# Jil Carrie Spade fishing 6-21-07



## hengstthomas (Mar 11, 2006)

Dave and I were bored and hit the pier to try our luck on some trout before departing for VA at 2am. No trout but we got a few tb flounder and about 30 spot and 3 sandperch. Saw 2 keeper flounder and a few shad caught but not much else but small sandsharks so 2am rolls around and were off to VA
We arrive at 6am in Lynnhaven VA and board the Jil Carrie and we depart for the Tower for Spades.On the wat out we were all duped by the lousy weatherman because the winds were strong and the sea's were a tad rough. Spade fish arent known for a crashing bite and with the wind and waves it made the bite all the harder. There were about 8 boats there when we arrived and not much going on at first. After the first Spade came aboard (not ours) I found a rhythmn and began to snatch a few from the depths. Dave was having trouble and snapped off about 7 or 8 fish and could figure out what was wrong so he switched to a boat pole and started landing fish also. Kinda strange because we have the exact same set up ... 7ft intercoastal ugly stix , 30# suffix , and he has a 5000 Sustain and I have a 4000 and I had no problem but he certainly was having a problem. We also had a guest on board Jim Baugh of Jim Baugh Outdoors and the trip was taped and still pictures taken also. Me and Dave had a blast and were no doubt high hooks as we helped others fill their limits also. I got a tagged Spade too and 1 other was caught also. Pool winner was 7 + lb's. This was a great trip with very good company that I would definitely fish with again and again. Cant wait for the video to come out. 
The fish were all through out the water colum but most were from 5 to 15 feet deep and the bigger Spades seemed to stay very close to structure but would follow hooked fish right to the boat...we saw some very nice Spades swimming around the boat at times. The were many many break offs and I cvaught about 3 or 4 fish with hooks (sometimes multiple hooks) in their mouths from breaking someone off. Everyone was amazed at our success and I assured them it was normal...LMAO ! Back home at 8pm and thinking about flatties now  If the winds die down we are flattie bound.

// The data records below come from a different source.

PR #1347, opened 2022-04-21
UNS domain resolution support

mul1sh:
Replaces #1137

Will fix https://github.com/unstoppabledomains/gitcoin-bounties/issues/3

@mhluongo @Shadowfiend @0xJordi this is the final PR for UNS domain support.

Apologies for opening & closing alot of PR's before 🙁 , the reason for this is that I always get the error shown in the attached picture, when I rebased my changes from the upstream `origin/main` and this crashed tally for me locally. The solution for this has been to always close the PR, delete the old branch and then reopen a new branch and then do a new PR from there.

Since this is more or less complete and upto date with main, I don't expect to do this again. 🙂 

Screenshot_2022-04-20_at_9 34 41_PM


mul1sh:
Btw here is a video showing the functionality, really looking forward to the review  😃 

https://user-images.githubusercontent.com/2150634/164540802-9645f199-947c-4455-9ca9-66ea72ffb44c.mov

yarn.lock
```diff
@@ -2781,6 +2965,18 @@
   resolved "https://registry.yarnpkg.com/@uniswap/token-lists/-/token-lists-1.0.0-beta.25.tgz#e4279cf2581b297723d82eafd1bed35273070f07"
   integrity sha512-XemgUs8YiYP7Xci+Wb8vPSnyxV9aTO6J5XLPzhZmgDFO1RY5JMnB0As8PJFia3Pg9JSRZ7+AahzxowPYhnUVWw==
 
+"@unstoppabledomains/resolution@^7.1.4":
```
mhluongo, line 2968: I'm pretty sure you aren't using this in the PR — maybe revert `yarn.lock` outside what `node-fetch` needs? This is a pretty big dependency, and will likely require some tweaks to build and list on Firefox

background/services/name/resolvers/uns.ts
```diff
@@ -0,0 +1,169 @@
...
+import { AddressOnNetwork, NameOnNetwork } from "../../../accounts"
+import { ETHEREUM } from "../../../constants"
+import { sameNetwork } from "../../../networks"
+import { NameResolver } from "../name-resolver"
+
+/**
+ * Lookup a UNS domain name and fetch the owners address
+ */
+const lookupUNSDomain = async (domain: string) => {
+  const ALCHEMY_API_KEY = process.env.ALCHEMY_KEY
```
mhluongo, line 12: Nice hack, cool that Alchemy has support. We can do "native" resolution down the road.

mhluongo (commented):
Left a couple comments. Will leave greater review to @greg-nagy @Shadowfiend

background/services/name/resolvers/uns.ts
```diff
@@ -0,0 +1,169 @@
...
+      }
+    },
+    async lookUpAvatar(
+      addressOrNameOnNetwork: AddressOnNetwork | NameOnNetwork
+    ) {
+      const { network } = addressOrNameOnNetwork
+      const { address } =
+        "address" in addressOrNameOnNetwork
+          ? addressOrNameOnNetwork
+          : { address: undefined }
```
Shadowfiend, line 112: Thoughts on adjusting this branch to attempt to resolve? Eg:

```suggestion
          : await this.lookUpAddressForName(addressOrNameOnNetwork) ?? { address: undefined }
```

background/services/name/resolvers/uns.ts
```diff
@@ -0,0 +1,169 @@
...
+      if (unsRecords.length > 0) {
+        unsRecords.forEach(
+          (record: { attributes: { records: { [x: string]: never } } }) => {
+            const nftPicture = record.attributes.records["social.picture.value"]
+            if (nftPicture !== undefined || nftPicture !== null) {
+              avatarUrn = nftPicture
+            }
+          }
+        )
+      }
```
Shadowfiend, line 136: Not blocking, but this can be clarified with a `.map` + `.find`; roughly:

```typescript
      const data = (await reverseLookupAddress(address))?.data

      // check if any of the records returned has an NFT picture associated with it
      const avatarUrn = data
        .map((record: { attributes: { records: { [x: string]: string | undefined } } }) => {
          record.attributes.records["social.picture.value"]
        })
        .find(isDefined /* from lib/type-guards */)
```

background/services/name/resolvers/uns.ts
```diff
@@ -0,0 +1,169 @@
...
+
+      if (avatarUrn === undefined || avatarUrn === null) {
+        return undefined
+      }
+      // modify the nft picture value and make it a correct avatar urn
+      avatarUrn = avatarUrn.replace("1/erc721", "eip155:1/erc721")
+      avatarUrn = avatarUrn.replace("1/erc1155", "eip155:1/erc721")
```
Shadowfiend, line 143: Believe we should anchor these to the start so we don't replace a valid URN should one appear, plus I think we can use a capturing group to do this once:

```suggestion
      avatarUrn = avatarUrn.replace(/^1\/(erc721| erc1155)/, "eip155:1/$1")
```

Wondering also if we should allow NameService to accept erc1155 strings so we don't have to impersonate erc721 here...

Anyway, only the starting anchor is blocking here I think.

background/services/name/resolvers/uns.ts
```diff
@@ -0,0 +1,169 @@
...
+      }
+    },
+    async lookUpNameForAddress({
+      address,
+      network,
+    }: AddressOnNetwork): Promise<NameOnNetwork | undefined> {
+      // Get all the records associated with the particular ETH address
+      const data = await reverseLookupAddress(address)
+      // Since for a given address you can have mutliple UNS records, we just pick the first one
+      const name = data.data[0]?.attributes?.meta?.domain
```
Shadowfiend, line 157: Do we want to do a similar find as above where we pull the first defined one in case of weird records?

Shadowfiend (changes requested):
This is wonderful! And reverse resolving too, yay!

I left a few stylistic notes and a couple of implementation ones. Tried to call out the very few that should block merging the PR. 

Also wondering if we drop this behind a feature flag for testing/release timing purposes cc @greg-nagy @mr-michael .

background/package.json
```diff
@@ -57,6 +57,7 @@
   },
   "devDependencies": {
     "@reduxjs/toolkit": "^1.6.1",
+    "@types/node-fetch": "^2.6.1",
```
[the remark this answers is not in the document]
mul1sh: If I remove it, I get the following error

Screenshot 2022-04-22 at 10 14 11 AM

background/services/name/resolvers/uns.ts
```diff
@@ -0,0 +1,162 @@
...
+            attributes: { records: { [x: string]: string | undefined } }
+          }) => record.attributes.records["social.picture.value"]
+        )
+        .find(isDefined)
+
+      if (avatarUrn === undefined || avatarUrn === null) {
+        return undefined
+      }
+      // modify the nft picture value and make it a correct avatar urn
+      avatarUrn = avatarUrn.replace(/^1\/(erc1155 || erc721)/, "eip155:1/$1")
```
Shadowfiend, line 131:
```suggestion
      avatarUrn = avatarUrn.replace(/^1\/(erc1155|erc721)/, "eip155:1/$1")
```

I believe this is the only way the regex will work :point_up_2: but haven't triple-checked.

Shadowfiend (changes requested):
One small note on regex syntax, and I;ll to take this for a test drive today!

Any sample UNS domains that have known avatar info so I can test that piece?

mul1sh:
> One small note on regex syntax, and I;ll to take this for a test drive today!
> 
> Any sample UNS domains that have known avatar info so I can test that piece?

Yes 😃, please try with mine `mulili.crypto`

mul1sh:
> One small note on regex syntax, and I;ll to take this for a test drive today!
> 
> Any sample UNS domains that have known avatar info so I can test that piece?

Yes 😃, please try with mine `mulili.crypto`

Shadowfiend:
Avatar resolution seems to work, so does both forward and reverse resolution 💪 

One thing I noticed when adding a read-only address for `brad.crypto` is that we reverse-resolve to a different name in the extension:

Screen Shot 2022-04-22 at 11 57 36

There are some unrelated issues here (e.g., we need to handle longer names better in the UI), but it seems like sorting by id `ASC` over `DESC` when doing the `/owners` lookup will put `brad.crypto` first—I'm not sure what that sort means in practice, is it reasonable to switch to `ASC` or will that break other stuff?

mul1sh:
> Avatar resolution seems to work, so does both forward and reverse resolution 💪
💯 
> 
> One thing I noticed when adding a read-only address for `brad.crypto` is that we reverse-resolve to a different name in the extension:

Yes this is because the address associated with `brad.crypto` has many other UNS domains associated with it, but as noted below sorting ASC will fix this.
> 
> Screen Shot 2022-04-22 at 11 57 36
> 
> There are some unrelated issues here (e.g., we need to handle longer names better in the UI), but it seems like sorting by id `ASC` over `DESC` when doing the `/owners` lookup will put `brad.crypto` first—I'm not sure what that sort means in practice, is it reasonable to switch to `ASC` or will that break other stuff?

Nope it won't break anything, let me switch to this right now 🙂

Shadowfiend:
Sweet. I've captured the stacked issues that showed the brad.crypto problem as #1353 and #1354.

I'm going to drop this behind a feature flag and then merge so some of the non-dev folks get a chance to test it out before we go live. Thank you for all the work and the patience! I know this has been in the pipeline for a while (almost a month 😵) and appreciate your sticking with us as we fixed up the architecture a bit to make it work :pray:

mul1sh:
> Sweet. I've captured the stacked issues that showed the brad.crypto problem as #1353 and #1354.
> 
> I'm going to drop this behind a feature flag and then merge so some of the non-dev folks get a chance to test it out before we go live. Thank you for all the work and the patience! I know this has been in the pipeline for a while (almost a month 😵) and appreciate your sticking with us as we fixed up the architecture a bit to make it work 🙏

No worries, I didn't mind at all. And thank you too for the quick reviews, I much appreciate it. Looking forward to seeing it when it goes live 🙂 . Have a good one.

Shadowfiend (approved):
Let's go!

SJQuality:
Retested UNS to make sure it is still working properly on Main Build #2950

PR #1884, opened 2022-08-04
Patch packages before each dev build

jagodarybacka:
### What

Apply patches before dev build

### Why

If for some reason webext-redux package is not patched then we experience weird bugs without an easy way to debug them. As this is a recurring issue and we are wasting our time on it,
let's apply patches before dev builds.


greg-nagy (approved):
ty for the bughunt :)

PR #1889, opened 2022-08-05
Fixed regression with tx screen loader

jagodarybacka:
### What
If there are no transaction details yet we should show tx screen loader instead of an empty screen

https://user-images.githubusercontent.com/20949277/183091010-79ed5abc-0dae-410f-b7f4-f0ebca8b5bd1.mov


greg-nagy (approved):
Looks good let's 🛳

PR #1890, opened 2022-08-05
Fix selecting currency and asset from price pair

jagodarybacka:
Resolves https://github.com/tallycash/extension/issues/1888
### What 
`isSmartContractFungibleAsset()` is not working correctly with base assets so let's select them by their symbols.

### DIFF
--- a/background/redux-slices/assets.ts
+++ b/background/redux-slices/assets.ts
@@ -15,6 +15,7 @@ import { getProvider } from "./utils/contract-utils"
 import { sameNetwork } from "../networks"
 import { ERC20_INTERFACE } from "../lib/erc20"
 import logger from "../lib/logger"
+import { FIAT_CURRENCIES_SYMBOL } from "../constants"
 
 type SingleAssetState = AnyAsset & {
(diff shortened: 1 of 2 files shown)


background/redux-slices/assets.ts
```diff
@@ -76,11 +77,11 @@ const assetsSlice = createSlice({
...
     ) => {
-      const fiatCurrency = pricePoint.pair.find(
-        (asset) => !isSmartContractFungibleAsset(asset)
+      const fiatCurrency = pricePoint.pair.find((asset) =>
+        FIAT_CURRENCIES_SYMBOL.includes(asset.symbol)
       )
-      const pricedAsset = pricePoint.pair.find((asset) =>
-        isSmartContractFungibleAsset(asset)
+      const [pricedAsset] = pricePoint.pair.filter(
+        (asset) => asset !== fiatCurrency
```
henryboldi, line 84: `findClosestAssetIndex` maybe could make sense here, but this solution works!

henryboldi (approved):
✨🚢

Issue #1234, opened 2022-03-23
Enrichment "admonitions"


mhluongo:
The `EnrichmentService` includes annotations about transaction requests and addresses. It should also include the idea of "admonitions" — annotations that the UI should show as warnings, perhaps even requiring a user to agree.

Some example admonitions.

- [ ] If a user is sending funds to an address that has no ETH balance and a `0` nonce, this is probably a mistake.
- [ ] If a user is sending funds to any contract directly — but especially an ERC-20 or NFT contract address — this is a mistake.
- [ ] If a user is interacting with a contract that no user has ever interacted with before, be extra cautious.

H/t @Shadowfiend for the name and offline discussion.

Issue #509, opened 2021-12-03
Warn user before signing a token approval to an EOA


mhluongo:
We can't reliably tell is an address is an EOA or a CREATE2 contract that hasn't been deployed, but there should be a "THIS CERT IS WRONG" style warning that needs dismissing to enable this behavior.

We've been [talking about in Discord](https://discord.com/channels/808358975287722045/875438141610270740/916156896392658985) due to the Badger hack, and @banteg summed the issue up well

https://twitter.com/bantg/status/1466724441866526726

mhluongo:
@VladUXUI do we have a dismissable warning for the signature page designed yet? Even a mockup would be helpful

mhluongo:
<img width="959" alt="image-2" src="https://user-images.githubusercontent.com/427505/144710958-1e167536-e1dd-4556-aa12-e0d414d5950e.png">

Issue #262, opened 2021-09-20
Warn before sending funds to a known contract


mhluongo:
Users rarely mean to directly send assets to a smart contract, as most of those systems are instead built on a pull-based payment model. We should warn users before accidentally losing funds by sending directly to a contract.

This is a generalization of #261, and will require quite a bit more work on the backend... either by indexing every smart contract deployed on the network, or bringing in a third party dataset.

mhluongo:
Closed by https://github.com/tallycash/extension/pull/1993

Issue #261, opened 2021-09-20
Warn before sending funds to a known ERC-20 contract


mhluongo:
This is a really easy safety win, and should be doable today without backend changes.

@VladUXUI this could happen sending ETH or ERC-20s. Ideas on how we might warn users off before they sign?

Shadowfiend:
@mhluongo @VladUXUI this is probably increasingly easy at the sign stage with the newly-hooked-up enrichment service, _but_ not at the “send” stage.

Just to clarify the interaction here, if we wanted to look this up when sending ETH, we would have to block/put the page in a loading state until we could look up whether the address in question looked like a contract or not. Not sure if we like that friction, and we could reduce it by caching the last X addresses that were looked up, but we could never all the way get rid of the delay without risking the user hitting send before we can warn them.

VladUXUI:
What waiting times are we talking about here @Shadowfiend?

mhluongo:
Less than 250 ms on most network connections @VladUXUI. I think the approach would be to load the page, then have the "send" button be blocked rather than the whole page.

VladUXUI:
Added to my to-do list

mhluongo:
Background script changes for this landed in #1516. Should now be easy to snipe

Shadowfiend:
Local state for the cache sounds reasonable. The functionality isn't completely implemented, I believe, but the framework for it is. 

Right now the warning that is implemented is for sending to the same token address that is being interacted with, where I believe this issue was also encompassing sending ETH to a contract address or any ERC20 to another ERC20 address. We can also probably start by only doing ERC20 contracts in our token lists before adding any extra lookup logic. 

I don't think the UI currently displays the send-to-token warning, so that's probably the biggest missing piece.

mhluongo:
@hyphenized are you still interested in taking this? I'm doing some related background work, happy to advise if you want to take the frontend work!

Note the design from https://github.com/tallycash/extension/issues/525 might make more sense as it covers

> So we do need a "i know what i'm doing" function.

cc @VladUXUI

mhluongo:
Closed by #1993

PR #1900, opened 2022-08-08
🍽️ Shared Enrichment: Enrich addresses to inform users of potentially malicious transactions

mhluongo:
Enrich addresses found in a transaction, transaction request, or transfer event, including...

* the sender of a tx
* the contract a tx interacts with
* the sender of an ERC-20
* the recipient of an ERC-20

... but not (yet) including any addresses that might be found in function args in other ABIs.

Each address is annotated with...

* the account nonce
* a resolved ENS or UNS name, if any
* a recent account balance
* whether the account has non-zero code (a deployed smart contract)

NB: This work isn't optimized against `NameService` or `ChainService` lookups, though it does some light caching inherited from the existing approach. It adds roughly 2 provider calls for every address that's enriched as part of a transaction, but doesn't add any open-ended polling. Adding optional cache-keys to both service lookups will work wonders here.

# To Test

- [x] Load a read-only account, and make sure wallet activities still include ENS names where appropriate
- [x] Sign In With Ethereum, confirming typed data signatures look right
- [x] Send an ERC-20 to an ENS name, confirming the name for the recipient is resolved in the review screen
- [x] Send ETH to an ENS name, confirming the name is resolved

Unblocks #1234 #509 #261 #262 #84


Shadowfiend:
High level approach looks real good---enriched address types, switching up fields accordingly, etc---don't expect I'll have time to go deep in review though.

background/services/enrichment/addresses.ts
```diff
@@ -0,0 +1,47 @@
...
+  }
+}
+
+export async function enrichAddressOnNetwork(
+  chainService: ChainService,
+  nameService: NameService,
+  addressOnNetwork: AddressOnNetwork
+): Promise<EnrichedAddressOnNetwork> {
+  return {
+    ...addressOnNetwork,
```
jagodarybacka, line 40: Why do we need address and network on both levels - here and inside the annotation?

background/services/enrichment/index.ts
```diff
@@ -397,7 +102,10 @@ export default class EnrichmentService extends BaseService<Events> {
     const enrichedTxSignatureRequest = {
       ...transaction,
       network,
-      annotation: await this.resolveTransactionAnnotation(
+      annotation: await resolveTransactionAnnotation(
+        this.chainService,
+        this.indexingService,
+        this.nameService,
```
Shadowfiend, line 108: Not necessarily convinced this is an improvement. May make more sense to pass the whole enrichment service instance to the enrichers rather than double the parameter list. The dependencies are clearer, but the outcome feels more brittle. Could easily be convinced otherwise though. 

Also wondering if we call these resolve* functions enrich* instead so anything that adds enrichment data is simply an enrichment.

mhluongo: It's a pretty convoluted service otherwise... these functions have a lot of dense heuristics / knowledge that I think should be separated out for easier review. I do hate this though, and passing a single service arg does make sense.

Agreed on the `enrich*` name too. Just cargo-culted to get this together.

background/services/enrichment/addresses.ts
mhluongo: Hmm, no need to repeat that, taking a look

background/services/enrichment/index.ts
mhluongo: Ehhhhh actually... man this ask is a bunch of rework of existing code. Not excited about it, and would rather tackle it in a separate PR / next time we touch this part of the codebase.

background/services/enrichment/addresses.ts
mhluongo: It doesn't appear to be repeated, what am I missing? There's no `AddressOnNetwork` in the annotation.

It is annoying that the `NameOnNetwork` is in the annotation, but I actually think that's the correct type relative to what could happen (resolving a mainnet ENS name for a Polygon address/network)

background/services/enrichment/index.ts
Shadowfiend: That's fine, def not a blocking request. Also I was specifically referring to the explosion of parameters--factoring enrichment functions out as simple functions and pulling them into separate files is 💯💯💯 and already a huge improvement imo.

background/services/enrichment/addresses.ts
Shadowfiend: I think address and network are both at this level and in the annotation:

https://github.com/tallycash/extension/pull/1900/files#diff-f7c854a5832bd3939d021b1db87eaf2062a16e02da3e1bce4f832c9889cab854R40

https://github.com/tallycash/extension/pull/1900/files#diff-f7c854a5832bd3939d021b1db87eaf2062a16e02da3e1bce4f832c9889cab854R25

mhluongo: Oof, any way I can get the type system to have prevented that? Certainly not the intent

https://github.com/tallycash/extension/pull/1900/files#diff-8b87467ba85224abe33cbe9bc89de9060126857d46bd6f03ef71a7bdce3dba57R133

mhluongo: Fixing it in the meantime

Shadowfiend: Typescript is a minimal definition rather than a full one unless/until they implement exact types unfortunately. Excess property checks do happen in certain scenarios but not everywhere.

mhluongo:
This is ready for another look @jagodarybacka @Shadowfiend @0xDaedalus. Note that it will unblock a number of security features and proposed GitHub grants... I think we should merge it!

Shadowfiend:
PR author thinks PR should be merged... News at 11 😉

mhluongo:
It's okay, now there's a big ol' conflict from @0xDaedalus 's work :sob:

background/services/enrichment/types.ts
```diff
@@ -130,3 +129,33 @@ export type SignTypedDataAnnotation =
...
+  timestamp: UNIXTime
+  /**
+   * The latest nonce associated with the address / network.
+   */
+  nonce: bigint
+  /**
+   * Whether code was found at this address at the time of annotation
+   * resolution.
+   */
+  code: boolean
```
0xDaedalus, line 147: calling this property `hasCode` or `codeExists` might be a bit closer to what the comment is describing

0xDaedalus (changes requested):
Looks like the activity screen is broken on this branch:

image

[Looks like](https://github.com/tallycash/extension/compare/shared-enrichment...shared-enrichment-patch) we're not always setting `recipient`, `contractInfo`, and `sender` despite our type system thinking that we do. 

The above patch fixes the error but I think its probably better to figure out the root cause.

mhluongo:
Pretty sure your patch is all we need @0xDaedalus? `sender` and `recipient` are only supposed to show up on `AssetTransfer`s and `contractInfo` is only supposed to show on `contractInteraction` after all

Shadowfiend:
> but I think its probably better to figure out the root cause

I believe this is the sticking point. Why did the types not catch this? Any thoughts?

background/services/enrichment/transactions.ts
```diff
@@ -0,0 +1,342 @@
...
+    assetAmount: { amount: baseAssetBalance },
+  } = await chainService.getLatestBaseAccountBalance({
+    address: transaction.from,
+    network,
+  })
+
+  const { gasLimit, blockHash } = transaction
+
+  const gasFee: bigint = isEIP1559TransactionRequest(transaction)
+    ? transaction?.maxFeePerGas ?? 0n * (gasLimit ?? 0n)
```
jagodarybacka, line 157: `0n * (gasLimit ?? 0n)` isn't it always `0n`?

jagodarybacka, line 157: we want to do `maxFeePerGas * gasLimit` right? so to fix this calculation it should be:
```suggestion
    ? (transaction?.maxFeePerGas ?? 0n) * (gasLimit ?? 0n)
```

background/services/enrichment/transactions.ts
```diff
@@ -0,0 +1,342 @@
...
+    : (("gasPrice" in transaction && transaction?.gasPrice) || 0n) *
```
jagodarybacka, line 158: why not just:
```suggestion
    : (transaction?.gasPrice ?? 0n) *
```

background/services/enrichment/transactions.ts
mhluongo: Right you are!

background/services/enrichment/transactions.ts
mhluongo: Compiler error! `"gasPrice does not exist on..."`

mhluongo:
> I believe this is the sticking point. Why did the types not catch this? Any thoughts?

No idea. I'd expect that `EnrichedEVMTransaction["annotation"]` being a tagged union would cover this, but clearly it hasn't.

mhluongo:
I've found the offending code, but I can't for the life of me understand how the type system allowed this `undefined` through. Thoughts?

https://github.com/tallycash/extension/pull/1900/files#diff-0effdeeeba712d998d5baa16729996bd8cc9cc6815a2cb278994a6a76ffac716R92

0xDaedalus (changes requested):
Looks like there is an issue when sending ERC-20 tokens to an ENS name:

image

Reference: https://polygonscan.com/tx/0x45bd67f5c15215e49b39614b9fdedd06bbef95ee1e360746c39f0687cb393a15

mhluongo:
It's worse than that @0xDaedalus → recipients aren't showing up when they should, regardless of the ENS name. Debugging

mhluongo:
It looks like the data issue comes from [`filterTransactionPropsFromUI`](https://github.com/tallycash/extension/blob/f023871299b9a75a84aefa5fe299c7ea2606e2fa/background/main.ts#L703) — maybe you understand the type ramifications better than I do here @Shadowfiend?

mhluongo:
Ah. So we have an `as` in `filterTransactionPropsFromUI` that's casting the picked-over object it returns as an `EnrichedEVMTransaction`.

Do we still want / need `filterTransactionPropsFromUI`? It's going to be an issue every time we add new enrichment data.

mhluongo:
I believe I've fixed the underlying issue, but the type info is still being swallowed. Happy to address is here if y'all have any ideas, otherwise this is ready for another look!

0xDaedalus:
>Happy to address is here if y'all have any ideas

I am thinking the answer to our problems here is a new `TransactionForUI` type - hesitant to address it here though as this PR is already quite big

Took another look -

- sending ETH is still broken with `Uncaught (in promise) TypeError: Cannot read properties of undefined (reading 'toBigInt')
    at enrichTransactionWithReceipt (utils.ts:240:41)` showing up in the console
- sending ERC-20s works but now shows the address rather than the resolved name on the tx receipt.

Shadowfiend:
Yep. Thought about recommending that in the original filtering PR, don't remember if I had time to post the comment though. A dedicated type is the right move here, even though it will also be annoying to maintain. 

I believe we already have an ActivityItem type that can be adjusted to this.

mhluongo:
> sending ETH is still broken with [Uncaught (in promise) TypeError: Cannot read properties of undefined (reading 'toBigInt') at enrichTransactionWithReceipt (utils.ts:240:41)](https://github.com/tallycash/extension/blob/main/background/services/chain/utils/index.ts#L240) showing up in the console

I can't reproduce this, ETH sends appear to work fine on mainnet and as an ERC-20 on Polygon :thinking:

> now shows the address rather than the resolved name on the tx receipt.

Looking into this now.

mhluongo:
Screenshot from 2022-08-17 14-14-55

Looks like that took care of the name display issue. Note this screenshot is sending ETH to myself with a Ledger on this branch @0xDaedalus — lmk if there are different reproduction steps I should be following.

Moving on to fix conflicts against `main`.

mhluongo:
Conflicts resolved if you want to give this another go @0xDaedalus. Note that I had to freehand merge the Optimism gas enrichment a bit — [this bit](https://github.com/tallycash/extension/pull/1900/commits/7af1096dccbad3ff72e1007888ae5749e1ba36a8#diff-0effdeeeba712d998d5baa16729996bd8cc9cc6815a2cb278994a6a76ffac716R172) deserves extra scrutiny.

background/services/enrichment/transactions.ts
```diff
@@ -168,10 +169,15 @@ export default async function resolveTransactionAnnotation(
 
   const { gasLimit, blockHash } = transaction
 
+  const additionalL1Gas = EVM_ROLLUP_CHAIN_IDS.has(network.chainID)
+    ? await chainService.estimateL1RollupFee(network, transaction.input)
+    : 0n
+
   const gasFee: bigint = isEIP1559TransactionRequest(transaction)
-    ? (transaction?.maxFeePerGas ?? 0n) * (gasLimit ?? 0n)
+    ? (transaction?.maxFeePerGas ?? 0n) * (gasLimit ?? 0n) + additionalL1Gas
```
0xDaedalus, line 177: no need for `+ additionalL1Gas` here since if its an EIP1559 tx we know its not an Optimism tx

mhluongo: I 'd rather leave it in case we add other L2s that support EIP-1559, and the logic should be good regardless.

0xDaedalus (approved):
Code looks good - tests pass - lets 🚢

PR #1904, opened 2022-08-08
🔧  Expect activities ids list to be `undefined`

jagodarybacka:
### What
Apparently, the wallet can be in a state where the ids list is not defined for a given account


greg-nagy (approved):
⛴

Its been about 10 years since I have caught a Spade and I had forgotten how hard they fight.


----------



## SeaSalt (Apr 29, 2002)

you guys are fishing machines...  nice report and pics as always.


----------



## jwconnelly (Jan 27, 2007)

I was out there pretty close to you guys out there today. Even though it was rough out it sure didn't stop the spade bite. Nice fish...


----------



## RuddeDogg (Mar 20, 2004)

*You guys are*

FISHING TERMINATORS!!!!!!!!!!!!!!   

Congrats on the catch. :beer: :beer: :beer:


----------



## Crashman65 (May 29, 2007)

*freezer space?*

where do you keep all the fish you catch? you must have one helluva freezer! or eat sushi every meal. damn. do you keep them in frozen storage somewhere or are you a hook and line com? selling fish wholesale?

i'll try to catch you the next time you come to fish the Jil Carrie. 

Thanks for the report.


----------



## Desperado (Mar 12, 2007)

Nice catch.  Those spadefish are some pretty cool looking fish. Wouldn't mind having one or two to watch swimming around in an aquarium.

You are already the King of Flounder on this board. Now, I guess you could also be the Ace of Spades.   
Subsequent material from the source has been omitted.